Are you aware of the risk you run when you don’t make files backups?
In this post we would like to give a series of recommendations for making backups. There are still many home and business users who happily surf the Internet without being aware of the risk of losing the files they have saved on their hard disk due to multiple causes.
Due to overconfidence, we believe that this cannot happen to us, or we only consider making backups when we have already lost files due to lack of care and foresight.
It is not a matter of whether it happens or not, but of risk.
Companies and individuals should keep in mind that what is important is not the probability that a disaster will happen and we will lose all our files.
What is important is the value of what we are storing and the risk of losing it.
- Job files that you have to deliver to your customers.
- Photos of your wedding or your trip to Africa
- Databases with thousands of contacts
- Your product inventory
- An invaluable contact book
- A lot of important things that could go wrong in a few minutes.
If you had a diamond necklace, wouldn’t you leave it in a visible place where it could easily be taken away in a careless moment?
And not so much because of the probability that it could be stolen or not; it is possible that you have never been robbed at home, that you live in a good neighborhood and that you believe that it can’t happen to you.
But we decided to keep it in a safe place because of the risk of losing it, the enormous financial and sentimental loss it would mean for you to no longer have it.
Improper backups
Along with those who neglect the importance of “create backups” There are those who are unaware that creating their backups poorly is equivalent to not having them at all.

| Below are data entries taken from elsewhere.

PR #1507, opened 2016-09-06
Allow fetch to run without a remote configured

sschuberth:
For newly initialized local repositories that are configured to track
existing LFS objects by manually creating pointer files via
git-lfs-pointer, there might be no remote configured yet. Still it should
be possible to fetch the LFS objects. Allow this by postponing the check
for a remote until it is really required.

### DIFF
--- a/commands/command_fetch.go
+++ b/commands/command_fetch.go
@@ -42,12 +42,7 @@ func fetchCommand(cmd *cobra.Command, args []string) {
 		}
 		cfg.CurrentRemote = args[0]
 	} else {
-		// Actively find the default remote, don't just assume origin
-		defaultRemote, err := git.DefaultRemote()
-		if err != nil {
-			Exit("No default remote")
-		}
-		cfg.CurrentRemote = defaultRemote
+		cfg.CurrentRemote = ""
 	}
 
 	if len(args) > 1 {
@@ -246,6 +241,16 @@ func fetchPointers(pointers []*lfs.WrappedPointer, include, exclude []string) bo
 // Fetch and report completion of each OID to a channel (optional, pass nil to skip)
 // Returns true if all completed with no errors, false if errors were written to stderr/log
 func fetchAndReportToChan(allpointers []*lfs.WrappedPointer, include, exclude []string, out chan<- *lfs.WrappedPointer) bool {
+	// Lazily initialize the current remote.
+	if len(cfg.CurrentRemote) == 0 {
+		// Actively find the default remote, don't just assume origin
+		defaultRemote, err := git.DefaultRemote()
+		if err != nil {
+			Exit("No default remote")
+		}
+		cfg.CurrentRemote = defaultRemote
+	}
+
 	ready, pointers, totalSize := readyAndMissingPointers(allpointers, include, exclude)
 	q := lfs.NewDownloadQueue(len(pointers), totalSize, false)
 


ttaylorr:
@sschuberth -- thanks for another contribution. I think there are a few test failures that I'm seeing happening:

```
commands/command_fetch.go:45: cannot use nil as type string in assignment
commands/command_fetch.go:160: invalid operation: cfg.CurrentRemote == nil (mismatched types string and nil)
```

This is because the `CurrentRemote` field on the `*config.Configuration` type is a `string`, meaning you should assign empty string (`""`) to it when emptying it out, or check if the `len(str) > 0)` when checking if it has value.

Once you fix those up, however, I think this looks 👍.

sschuberth:
@ttaylorr Thanks, fixed.

ttaylorr:
@sschuberth thanks for getting back to me so quickly. The good news is that LFS compiles now. The bad news is that now the tests are failing for a legitimate reason.

The output of the test failures that I'm looking at can be found: [here](https://travis-ci.org/github/git-lfs/builds/157896061).

I'm seeing the following:

```
+git remote rename origin something
+git lfs fetch
http: Post objects/batch: unsupported protocol scheme ""
```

One of your mistakes can be timing. When a problem occurs on your computer, it doesn’t happen with advance notice. It doesn’t matter if you made a copy a month ago, if it turns out that during all that time you have made many modifications to the files. You will have outdated backups, which will minimize the problem, but it will still be a mishap for your business.
Another mistake has to do with where to make backups. One day there is a fire in your office and, for whatever reason, a computer burns down and so does the external hard drive on which you kept all your backups.
“It’s just that I had the backups thinking only that one day a virus could get into my computer, it didn’t occur to me that there could be a fire and the hard drive could be damaged.”
The improbable sometimes happens. And we must be prepared for the improbable, because as we have pointed out, the question has to do with courage and placing ourselves in the worst possible situation.
And another mistake has to do with the type of backups you make. What’s the point of creating them if they’re not encrypted? You’re putting the very information you’re working so hard to protect with the greatest of your motivations within the reach of hackers.
You are prepared for fires, you are prepared for one day a virus to enter your computer and damage some of your important files, you may even make daily backups so that, regardless of when a misfortune happens, you hardly lose anything you were saving.
But we should never forget, however, that making backups that can be easily subtracted poses a danger that we should not take.
It is not a matter of soothing the conscience, but of being effective.
A company must be effective with its security systems, not simply be satisfied with patches and hot-patches that do not solve the problem in the event of a real incident.
The best way to make backups is for them to meet these four requirements:
- Daily.
- Encrypted.
- On external servers.
- Compliant with the GDPR.
- Alert system.
- Restoration facility.
If you have an SME, are self-employed or work for a company and are not doing backups If you have a backup system in place, it is time for you to start creating an effective security system and sleep soundly.